Inspiration
As long as I could remember, I have been fascinated by engineering endeavors. This is the reason why I applied for the Space and Engineering Academy that I attended during highschool where I was able to develop a fundamental understanding of engineering principles. It's also the reason why I partook in Robotics throughout all of highschool. When I was getting started as a Freshman at UCI and heard about being able to build a quadcopter from scratch, it not only sounded familiar to me, but it seemed like the perfect opportunity to improve upon my engineering fundamentals.
Development
For this project, I was a part of a team of 5 that was tasked to design and build an autonomous quadcopter from scratch over the course of 7 months. The plan was to research and design for the first 2 months, fabricate and assemble in the next 2 months, and the final 3 months would be for testing, adjustments, and improvements. Throughout this time we would also be following an AGILE workflow where we would present our sprint deadlines to the officials who had tasked us with this project.
We designed the quadcopter using Solidworks, and fabricated the quadcopter using the UCI engineering facilities. I was already familiar with CAD software because I had used CREO, another CAD software, throughout all of highschool for Robotics and multiple classes in my engineering program. Thus, the learning curve for solidworks was minimal and I became the main CAD designer on our team.
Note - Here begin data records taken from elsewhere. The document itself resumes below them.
PR #9183, opened 2025-06-25
fix: Changed 'KeyShortcutModifiers' to reflect proper class name 'nsKeyShortcutModifiers'

### LINKED ISSUE #9170: Keyboard combo broken to switch between workspaces
### Preliminary Checks

### What happened?

The keyboard navigation seems to be broken in the twilight starting from 06/20

I used to use `Cmd+Option+Down/Up` for traversing the tabs in the current workspace, and `Cmd+Option+Left/Right` to traverse the different workspaces. The former is working, but the latter keyboard combo also cycles only across the tabs in the current workspace (ie doesn't switch workspaces). This was working till the latest update.

Image

I am also attaching a screenshot of the kayboard preferences section (but as a side note, I am unable to change any of these any longer!)

### Expected behavior

The keyboard preferences should be respected

### Actual behavior

Workspace switching using keyboard shortcuts doesn't work even though the keyboard combination has been registered.

### Steps to reproduce

1. Upgrade to any of the latest twilight builds.
2. Setup the keyboard combination as per my screenshot
3. Setup at least 2 workspaces
4. Try to use the keyboard combination to switch workspaces.

### Screenshots and videos

_No response_

### Version

1.14t (Firefox 140.0) (2025-06-24) (aarch64)

macOS - aarch64

Workspaces

```shell

```

vraravam:
Fixes #9170

### DIFF
--- a/src/browser/components/preferences/zen-settings.js
+++ b/src/browser/components/preferences/zen-settings.js
@@ -987,7 +987,7 @@ var gZenCKSSettings = {
     let input = document.querySelector(
       `.${ZEN_CKS_INPUT_FIELD_CLASS}[${KEYBIND_ATTRIBUTE_KEY}="${this._currentActionID}"]`
     );
-    const modifiers = new KeyShortcutModifiers(
+    const modifiers = new nsKeyShortcutModifiers(
       event.ctrlKey,
       event.altKey,
       event.shiftKey,


mr-cheffy (approved):

vraravam:
This does not fix the original problem about keyboard combos to switch workspaces @mr-cheffy

mr-cheffy:
Don't mark it as "fixes" then please

Issue #9220, opened 2025-06-29
The input focus state CSS styles are wrong


Hephaest:
### Preliminary Checks

- [x] I have read and understood the important section above.
- [x] I have searched existing issues and avoided creating duplicates.
- [x] I am not filing an enhancement request.
- [x] I have checked that this issue cannot be reproduced on Mozilla Firefox.
- [x] I have checked that this issue can be reproduced once I removed all my Mods and Custom CSS.

### What happened?

When the dialog’s input field gains focus, both border and outline disappear, making the UI look a bit awkward.

I have checked the Firefox behavior, it works as what user expected.

https://github.com/user-attachments/assets/da529b89-4224-4ff6-88b1-48214e571c0a

### Expected behavior

The outline should be displayed

### Actual behavior

Neither the border nor the outline is displayed.

### Steps to reproduce

1. Go to **Settings** page (cmd + ,)
2. Click **Search** tab
3. Navigate to **Search Shortcuts** section
4. Click the **Add** button in the bottom

### Screenshots and videos

https://github.com/user-attachments/assets/59532141-1f21-404f-aa3b-4d2cccc5305c

### Version

1.13.2b

### What platform are you seeing the problem on?

macOS - aarch64

### What component is this issue related to?

Settings

### Relevant log output if applicable

```shell

```

Propheticus:
Good find and how nice of you to fix the issue you raised yourself :)

PR #9221, opened 2025-06-29
fix: align with Firefox UI styles & improve accessibility

Hephaest:
## Description
This PR aims to solve the issue (#9220) I raised in the community. I discovered this bug about two weeks ago but hadn’t had time to fix it. Since it’s still unresolved, I decided to take a look.

## Root Cause
Apparently, Zen Browser insert the custom CSS theme into the `common-shared.css`.
```diff
@@ -5,6 +5,8 @@
 @import url("chrome://global/skin/design-system/tokens-brand.css");
 @import url("chrome://global/skin/design-system/text-and-typography.css");
 
+@import url("chrome://browser/content/zen-styles/zen-theme.css");
```
And there's one thing in `zen-theme.css` caught my eye:
```css
/* This is like the secondary button */
--in-content-button-background: transparent !important;
--button-bgcolor: var(--in-content-button-background) !important;
--focus-outline-color: var(--button-bgcolor) !important; // <-- Here! Why make focus outline transparent? 🤔
```
So I inspected the Firefox implementation:
image
And also look into what `--in-content-focus-outline` stands for:
image
image

Firefox’s approach seems more reasonable for a broader range of users. I adopted it with Zen’s custom theme accordingly—the UI now looks great.

## Demo

https://github.com/user-attachments/assets/50de01ff-3fd0-4297-b9d1-13aebf8f7e6e

### DIFF
--- a/src/zen/common/styles/zen-theme.css
+++ b/src/zen/common/styles/zen-theme.css
@@ -84,7 +84,7 @@
   --button-bgcolor: var(--in-content-button-background) !important;
   --button-hover-bgcolor: var(--in-content-button-background-hover) !important;
   --button-hover-color: var(--in-content-button-text-color-hover) !important;
-  --focus-outline-color: var(--button-bgcolor) !important;
+  --focus-outline-color: var(--color-accent-primary) !important;
 
   --toolbarbutton-icon-fill-attention: var(--zen-primary-color) !important;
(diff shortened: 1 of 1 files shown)


Propheticus:
Think this one is ready to go and can be sent for review?

PR #7359, opened 2025-04-05
Initial implementation for folders and tree-styled tabs

mr-cheffy:
Functionality:
- [x] Make firefox groups work only for pinned tabs
- [x] Correctly restore folders to their designated workspaces after a restart
- [x] Allow folders to stack up together
   - [x] Split view groups should be able to fit inside folders

UI/UX:
- [ ] Rename input when creating a folder
- [x] Open / Close animations (excluding selected tab)
- [ ] Allow drag and dropping folders
- [x] Allow droping tabs inside folders

PR #9355, opened 2025-07-07
feat: Zen Folders

octaviusz:
Continued work on https://github.com/zen-browser/desktop/pull/7359

TODO:

- [x] Drag-and-drop tabs / other folders into collapsed folders.
- [x] Empty folders
- [x] Fix overall drag and dropping when having sub folders
- [x] Add right click context menu to perform folder actions (Instead of firefox's native menu)
- [x] Allow folder name inline editing
- [x] Figure out what to do in collapsed mode
- [x] Restore subfolders after restart session

Few extras:

- [x] Folder -> workspace conversion and the other way around
- [x] "welcome page" should create a `zen basics` folder

Known bugs:
- [x] When moving a split group from a normal section to the pinned section, the drop indicator does not appear.
- [x] When moving a tab from a normal section into a zen-folder, it can overlap the zen-folder label due to identical `elementIndex` values.
- [x] Need to adapt split groups to handle nested groups.
- [x] If a nested zen-folder is placed after a split group, the zen-folder is ejected outside on restart.
- [x] Fix the collapsed animation when a nested zen-folder contains a selected tab.
- [x] Fix the collapsed animation when dragging a zen-folder that has a selected tab.
- [x] Fix the bug where moving a selected tab out of a zen-folder fails if the zen-folder is both collapsed and has-active.
- [x] You shoudn't be able to add essentials into folders

Features:

- [x] Decide what to do with `zen-empty-tabs`, as after a session restart they end up outside.
- [x] We need to open a collapsed folder when moving a tab, zen-folder, or split-group into
- [x] If the user selects from the popup tabs list, we should open the group only up to the selected tab, not fully expand it.
- [x] Find a more robust way to mark the selected folder and animate its icon to prevent the animation from replaying repeatedly.
- [x] Move folders to different workspaces


12th-devs:
Not sure if this has been patched out yet, but an issue with pinned groups right now is middle clicking to open a new tab opens it in the pinned group (as a regular tab). Just incase it was not on the radar :)

mr-cheffy:
@octaviusz i've been thinking about the changes done to the mutation observers we've talked before. Is there really no possible workaround for this? This patch is going to be hell to maintain in the long run.

octaviusz:
@mr-cheffy  I tried to preserve the original logic, but the call to `#observeTabChanges` needs to be placed at the end so that `.tab-group-container` has time to initialize.

src/zen/workspaces/ZenWorkspaces.mjs
```diff
@@ -2700,7 +2700,7 @@ var gZenWorkspaces = new (class extends ZenMultiWindowFeature {
           if (glance) {
             tabs.push(glance);
           }
-        } else if (tab.tagName == 'tab-group') {
+        } else if (tab.tagName == 'tab-group' || tab.tagName == 'zen-folder') {
```
mr-cheffy: Here, please use `gBrowser.isTabGroupLabel`

src/zen/workspaces/ZenWorkspaces.mjs
```diff
@@ -2718,7 +2718,7 @@ var gZenWorkspaces = new (class extends ZenMultiWindowFeature {
   get allTabGroups() {
     if (!this._hasInitializedTabsStrip) {
       let children = this.tabboxChildren;
-      return children.filter((node) => node.tagName == 'tab-group');
+      return children.filter((node) => node.tagName == 'tab-group' || node.tagName == 'zen-folder');
```
mr-cheffy: Also use `gBrowser.isTabGroupLabel` here please

mr-cheffy (changes requested):

src/zen/folders/zen-folders.css
```diff
@@ -198,3 +198,123 @@ tab-group:not([split-view-group]) {
...
+  --zen-workspace-color-bg: var(--zen-primary-color);
+  --zen-workspace-color-fg: var(--zen-colors-primary-foreground);
+  --zen-workspace-color-stroke: var(--toolbox-textcolor);
+}
+
+zen-folder {
+  display: flex !important;
+  flex-direction: column !important;
+
+  @media not (-moz-bool-pref: 'zen.view.sidebar-expanded') {
```
mr-cheffy: Instead of using the pref, please use `:root[zen-sidebar-expanded]`

src/zen/folders/zen-folders.css
```diff
@@ -198,3 +198,123 @@ tab-group:not([split-view-group]) {
 .tab-group-line {
   display: none !important;
 }
+
+* {
```
mr-cheffy: Why are these veriables being set to *all* elements instead of just root? And why use variables when they are just holding a single possible value? Id replace these instances with their value. If you know what I mean

mr-cheffy (changes requested):

src/zen/folders/ZenFolders.mjs
```diff
@@ -103,11 +129,56 @@
...
+          `);
+      document.getElementById('context_moveTabToGroup').before(contextMenuItems);
+    }
+
+    #initTabsPopup() {
+      const popupSet = document.querySelector('#mainPopupSet');
+      if (popupSet.querySelector('#zen-folder-tabs-popup')) return;
+      const popup = window.MozXULElement.parseXULToFragment(
+        `
+        <panel id="zen-folder-tabs-popup" type="arrow" orient="vertical">
```
mr-cheffy: Instead of adding this dynamically, it can simply be added into https://github.com/zen-browser/desktop/tree/dev/src/browser/base/content/zen-panels for example

src/zen/workspaces/ZenWorkspaces.mjs
```diff
@@ -2718,7 +2718,8 @@ var gZenWorkspaces = new (class extends ZenMultiWindowFeature {
   get allTabGroups() {
     if (!this._hasInitializedTabsStrip) {
       let children = this.tabboxChildren;
-      return children.filter((node) => node.tagName == 'tab-group' || node.tagName == 'zen-folder');
+      console.log(children);
```
mr-cheffy: Did this `console.log` slip off? 😅

mr-cheffy (changes requested):

src/zen/workspaces/ZenWorkspaces.mjs
octaviusz: oh my bad

src/browser/components/tabbrowser/content/tabbrowser-js.patch
```diff
@@ -617,11 +617,18 @@ index 37570c54b0..e25a26f56b 100644
...
-         }
+@@ -6095,21 +6219,34 @@
        }
--
+       if (this.isTabGroupLabel(element)) {
+         element = element.group;
+-        if (targetElement?.group) {
+-          targetElement = targetElement.group;
+-        }
++        // if (targetElement?.group) {
```
mr-cheffy: Instead of commenting, just remove

mr-cheffy (changes requested):

mr-cheffy:
Some things left:

- [x] Drag-and-drop tabs / other folders into collapsed folders.

I believe there's to ways to tackle this. 

1. Show an indicator (e.g. when dragging a tab to the workspace name), to show an action can be done. This can be as simple as just showing a hover effect on the folder when dragged onto. Once the item is dropped, it'll be added to the start of the folder
2. Open the folder so it can be properly inserted

- [x] Empty folders.

src/zen/folders/ZenFolders.mjs
```diff
@@ -121,6 +401,246 @@
...
+
+      const activeGroup = event.target.parentElement;
+
+      this.#populateTabsList(activeGroup);
+
+      const search = this.#popup.querySelector('#zen-folder-tabs-list-search');
+      search.placeholder = `Search ${activeGroup.name}...`;
+      const tabsList = this.#popup.querySelector('#zen-folder-tabs-list');
+
+      search.addEventListener('input', () => {
```
mr-cheffy: This adds infinite amount of event handlers, it should just be added when initializing

src/zen/folders/zen-folders.css
```diff
@@ -198,3 +198,221 @@ tab-group:not([split-view-group]) {
...
+}
+
+.tabs-list-item-background {
+  position: absolute;
+  inset: 0;
+  border-radius: inherit;
+  margin-inline: var(--tab-block-margin);
+}
+
+.tabs-list-item-content {
```
mr-cheffy: These class names should be changed to something more specific before merge

src/zen/folders/ZenFolders.mjs
```diff
@@ -121,6 +401,246 @@
       }
       return this._piningFolder;
     }
+
+    openTabsPopup(event) {
+      event.stopPropagation();
```
mr-cheffy, line 621: Nothing should open if there's no tabs to search for

adrian-aaen:
>     1. Show an indicator (e.g. when dragging a tab to the workspace name), to show an action can be done. This can be as simple as just showing a hover effect on the folder when dragged onto. Once the item is dropped, it'll be added to the start of the folder
> 
>     2. Open the folder so it can be properly inserted

What about both? I don't remember specific examples, but I've seen multiple apps using option 1, then switching to option 2 if the user keeps hovering for longer.

mr-cheffy (approved):

mr-cheffy:
> What about both? I don't remember specific examples, but I've seen multiple apps using option 1, then switching to option 2 if the user keeps hovering for longer.

Oh, very true!

mr-cheffy:
@octaviusz do you have working code for the folder dots on the icon or should I start working on it?

edit: New firefox RC version just dropped, ill be focusing on that for the next days if you don't mind, sorry

mr-cheffy:
I'd also like to discuss here about limiting the amount of subfolders.

why? My main concern is space. Each sub folder has around 4 pixels of padding to the left. Meaning that if you have 10 sub folders, they would overflow outside the sidebar. This is highly noticable specially inside collapsed mode. There is simply no space for having more than 5 sub folders, visually. What do you guys think? Any solutions to this or would you guys simply not use or woudn't find the use for more than 5 sub folders?

DobbiKov:
> I'd also like to discuss here about limiting the amount of subfolders.
> 
> why? My main concern is space. Each sub folder has around 4 pixels of padding to the left. Meaning that if you have 10 sub folders, they would overflow outside the sidebar. This is highly noticable specially inside collapsed mode. There is simply no space for having more than 5 sub folders, visually. What do you guys think? Any solutions to this or would you guys simply not use or woudn't find the use for more than 5 sub folders?

My maximum was 3 subfolders, in my opinion 5 is enough.

aimryoui:
My suggestion

# Not Collapsed Toolbar

- First of all, the number of sub-folders is limited to 6 in Arc (1 parent folder and 6 sub-folders), let's take that as a reference.

Screenshot 2025-07-15 192958

- For Zen, we should have a fixed `min-width` for the sidebar (mainly for Multiple Toolbar mode. As for Single Toolbar mode, the navigation buttons are already blocking it - so it's quite wide). For example, with Arc, I don't know how it is on Mac, but on Windows, the `min-width` of the sidebar will look like this:

Screenshot 2025-07-15 192304

- You can see 2 important things in the image above:
	- The name of the deepest sub-folder still has a visible first character.
	- The tab inside the deepest sub-folder still has a favicon and a visible first character of the title (tab name).

Screenshot 2025-07-15 193518

**That's the key point to determine the `min-width` of the sidebar. And it's always the same regardless of whether the folder exists or not.**

But what if users change their `font-size` or `font-family`. Well, we always do that, so just make a variable for each parameter so we can override it :D.

Simply determine the `min-width` for the sidebar and everything is considered done. **Please don't even think about bringing `horizontal scrollbar` to the sidebar, it will reduce the overall performance and also conflict with the `swipe to change workspace` feature.**

Finally, what should be the limit for the number of sub-folders? I trust the eyes of Zen devs :)

# Collapsed Toolbar

Why not this?

Screenshot 2025-07-15 194810

- Just display the whole folder as an icon, and it can be expanded just like a menu with sub-menu, and replace icon with favicon, label with tab title.
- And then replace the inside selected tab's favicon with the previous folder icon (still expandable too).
PR #9408, opened 2025-07-11
Fix incorrect tab count in closing confirmation dialog

Jai-JAP:
See #9143


mr-cheffy:
Is there a reason firefox did it to be like this?

Jai-JAP:
Not sure about that but that's surely annoying for zen users as most of them actively use essentials and pinned tabs and this issue causes windows to close when it shouldn't.

PR #9588, opened 2025-07-23
fix: Fix copy button not working in calc and unit conversion results

### LINKED ISSUE #9519: Copying from URL Bar Calculator Not Working
### Preliminary Checks

### What happened?

When typing some kind of calculation into the URL bar, the result of the calculation appears as a suggested result and implies that clicking on it will copy the result, however this doesn't happen.

### Expected behavior

Close URL Bar and copy result to clipboard

### Actual behavior

Close URL Bar but result not copied to clipboard

### Steps to reproduce

1. Open the URL Bar
2. Enter a calculation (e.g. "122+22")
3. Click on the suggested result which has a "copy" icon on it

### Screenshots and videos

Image
The suggested result which should copy the result to clipboard

### Version

1.14.5b

Windows - x64

URL Bar

```shell

```

aenriq:
Resolves race condition where urlbar view close was interrupting engagement events, preventing onEngagement from being called.

Add `setTimeout(..., 0)` to resolve race condition

Fixes https://github.com/zen-browser/desktop/issues/9519

### DIFF
--- a/src/zen/common/ZenUIManager.mjs
+++ b/src/zen/common/ZenUIManager.mjs
@@ -398,17 +398,19 @@ var gZenUIManager = {
       }
 
       if (gURLBar.focused) {
-        gURLBar.view.close({ elementPicked: onSwitch });
-        gURLBar.updateTextOverflow();
+        setTimeout(() => {
+          gURLBar.view.close({ elementPicked: onSwitch });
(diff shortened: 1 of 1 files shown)


mr-cheffy (approved):
We should start writing tests for the URLbar... Thanks!

PR #9685, opened 2025-07-29
Translate: To Turkish

yyamandevrim:
English fields that were left empty have been translated into Turkish.
Çalışma alanları (which means Workspaces) are translated to Alanlar (which means Spaces)
Fixed some typos.


mr-cheffy:
Sorry, we only accept translations directly from crowdin. https://docs.zen-browser.app/contribute/translation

We not only had to learn and fully understand the physics of a quadcopter, but we also needed to research different materials in order to figure out which materials would best fit our design goals. After meticulous deliberation, we decided on using a polycarbonate material for the majority of our quadcopter, with 3D printed supplementary parts. The idea behind our design was a light quadcopter with a center cage to hold the batteries, wires, sensors, arduino board, etc. We used the arduino board and sensors in order to record metrics such as height, angle, and acceleration, which are integral inputs necessary for automation. Arduino uses a simplified version of C++, and so implementing our autonomous system was straightforward in regards to language.
What I Learned
I learned a lot about how to use industrial grade tools while fabricating our quadcopter. I also learned how important using an efficient algorithm is when implementing a time sensitive system. For our autonomous quadcopter, we had to process input from sensors, interpret the input data, devise the optimal reaction, then translate our desired reaction through output. This pipeline can easily be bogged down by a single inefficient algorithm at any of the stages, and so we had to work diligently to ensure an optimal solution.